Когда Грибоедов, уже на исходе войны с персами, приехал в их Чорекий лагерь возле деревни Каразиадин, чтобы вести переговоры об условиях перемирия, то в палатке, Аббас-Мирзы за тонкой занавеской приметил яростного от унижения Аллаяр-хана. Мог ли хан забыть это? И позже, в Тавризе, только что занятом русскими, когда Грибоедов с передовым отрядом вошел в город, этот хан, присланный туда губернатором, подбивал жителей и два батальона сарбазов продолжать борьбу, а тем, кто не захотел идти за ним, собственной рукой отрезал носы и уши. Грибоедов обезвредил его, временно арестовав. Разве мог и это забыть Аллаяр-хан? А потом «верховного министра», на печатке которого было вырезано «краеугольный камень государства», били по приказу хана палками за то, что проиграл сражение, неумело готовил мятеж. Забыть ли такое?

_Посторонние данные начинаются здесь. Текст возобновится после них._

PR #10712, opened 2021-02-02
Docs: Fix ServiceAccountVolume proposed configuration for Istio

dntosas:
Seems that after merging https://github.com/kubernetes/kops/pull/9534 there is no need to specify paths for key-files for service Account Token Volume Projection. 

Instead, the current configuration proposed in docs is making Istio unable to verify JWT token with errors.

In this commit, we remove the paths, letting Kops handles the default ones that are working as expected.


olemarkus:
/lgtm
/approve

Thanks for catching!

И разве захочет простить русскому дипломату Аллаяр-хан деревушку Туркманчай, где у него из рук было выбито оружие? Ну, конечно же, теперь хан постарается уходить своего врага…
Грибоедов отогнал эти назойливые мысли, снова начал писать:
«Кроткое, тихое создание отдалось мне на всю мою волю, без ропота разделяет мою ссылку».
Да, в этом одном милом личике, в этом незамутненном характере для него соединилось все: она — сестра, жена, дочь, его вера и трепетная надежда.
Он закончил письмо, повернул кресло так, что узкое окно возвышалось перед ним. Поленья в камине догорали. Ему не хотелось звать слугу.
…Собственно, в свои тридцать три года он прожил уже несколько жизней… Студенческую, военную, литератора, дипломатическую… И еще ту главную жизнь, тайно связанную с друзьями, повешенными и сосланными на каторгу.
С чего началась его ненависть к рабству? Может быть, с того поранившего сердце дня детства, когда мать приказала выпороть милую дворовую девушку Глашу за то, что нечаянно разбила она вазу? И с этой поры он, как и его дальний родственник Радищев, навсегда возненавидел власть кнута.
…В памяти с особенной ясностью возник один июньский вечер. Только что освободили его из-под ареста. Чиновник 8-го класса Карсавский — услужник, повадками родной, брат Молчалива — выдал «очистительный аттестат» и прогонные деньги до Тифлиса «на три лошади за 2662 версты» — пятьсот двадцать шесть рублей сорок семь копеек да «на путевые издержки, полагая по сту рублей на 1000 верст».